Is the death of the cookie really all that bad? What digital marketers need to know.

The “death of the cookie” refers to the decline of third-party cookies, which are small text files used by websites to track user behavior and deliver targeted advertising. Cookies have long been the backbone of the programmatic advertising industry, but they are facing increasing scrutiny over privacy concerns, which has led to many browsers, including Google Chrome, planning to phase out support for third-party cookies.

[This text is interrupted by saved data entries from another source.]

PR #370, opened 2020-11-10
Axe and Hoe updates

MuteTiefling:
All axes and hoes should now be added to their respective tags.

I also took the liberty of adding all AIOTs and Paxels to the Axe tag.
AIOTs also function as hoes, so I've added them to the Hoe tag as well.

If either of these are undesired, all of the items are grouped up at the bottom of the list


NillerMedDild (approved):

NillerMedDild:
Thanks :D I'll go ahead and add AIOTs to the hoes list as well.

PR #374, opened 2020-11-13
Initialize RandomCobbleGen Config

MuteTiefling:
default config has ores and things generating from cobble gen. Neat mechanic, but maybe not what is being sought here.

Defaulted cobble/stone/basalt back to vanilla standards.
Added custom generators for stones, cobblestones, and sandstones from the following mods:

minecraft
embellishcraft
byg
biomesoplenty
good_nights_sleep
quark


MuteTiefling:
It would probably be easier to maintain as data packs or kubeJS scripts, but I couldn't find any way to actually do the custom generators that way and I wanted to get this up there.

NillerMedDild:
Don't worry, I wasn't planning on keeping the default config :D But thank you very much for doing all of the work!

PR #377, opened 2020-11-14
Tag Additions

MuteTiefling:
Alright, I admit it may be a bit much. But here's my thought process here... I've been playing modded for a long time and I still have trouble remembering the various names people give to stuff. Bins, chests, dsu, quantum... etc. Something that I've always wanted was an easy way to search for these things with a common term and now Tags show up. Perfect!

The death of the cookie, not the cookie of death

The decline of cookies will have significant implications for digital marketers and the programmatic advertising industry as a whole. Here are a few reasons why:

  1. Loss of Tracking Capabilities: Cookies have been the primary tool for tracking user behavior and delivering targeted advertising, but with their decline, digital marketers will lose access to this data. This will make it more difficult to deliver targeted ads and to track the effectiveness of advertising campaigns.
  2. Decreased Targeting Capabilities: With the decline of cookies, digital marketers will have fewer options for targeting their ads. This will make it more challenging to reach the right audience, as targeting will likely be based on less data and less precise targeting options.
  3. Increased Cost: Without the ability to use cookies for tracking and targeting, the cost of programmatic advertising is likely to increase. This is because advertisers will need to use other methods to reach their desired audience, which may be less efficient and more expensive.
  4. Uncertainty: The decline of cookies has created a great deal of uncertainty in the programmatic advertising industry. With many different players involved, it’s unclear what the future of programmatic advertising will look like, and how digital marketers will need to adapt to the new landscape.
  5. Increased Importance of First-Party Data: With the decline of third-party cookies, the importance of first-party data will increase. Digital marketers will need to focus more on building relationships with customers and collecting first-party data, such as email addresses, to make up for the loss of third-party data.

In preparation for the death of the cookie, digital marketers need to take a number of steps to ensure they are well-positioned for the changes to come. Some of the key steps include:

  1. Investing in First-Party Data: As mentioned, first-party data will become more important in the post-cookie world. Digital marketers should focus on building strong relationships with customers and collecting first-party data that can be used for targeting and measurement.
  2. Diversifying Advertising Channels: With the decline of cookies, digital marketers should focus on diversifying their advertising channels and exploring new options for reaching their target audience. This could include developing content marketing strategies, influencer marketing, and other non-programmatic advertising channels.
  3. Building Relationships with Customers: With the loss of third-party data, it’s more important than ever for digital marketers to build strong relationships with their customers. This could involve developing loyalty programs, email marketing campaigns, and other initiatives designed to keep customers engaged and interested in the brand.
  4. Embracing Privacy-Focused Technologies: With privacy concerns driving the decline of cookies, digital marketers should embrace privacy-focused technologies, such as device-level targeting and ID solutions, which allow for more privacy-friendly targeting and measurement.
  5. Staying Up-to-Date: The programmatic advertising industry is constantly evolving, and it’s important for digital marketers to stay up-to-date on the latest developments and trends. This may involve attending conferences, reading industry publications, and participating in industry groups and forums.

In conclusion, the death of the cookie is a significant challenge for the programmatic advertising industry, but it also presents an opportunity for digital marketers to adapt and evolve their strategies.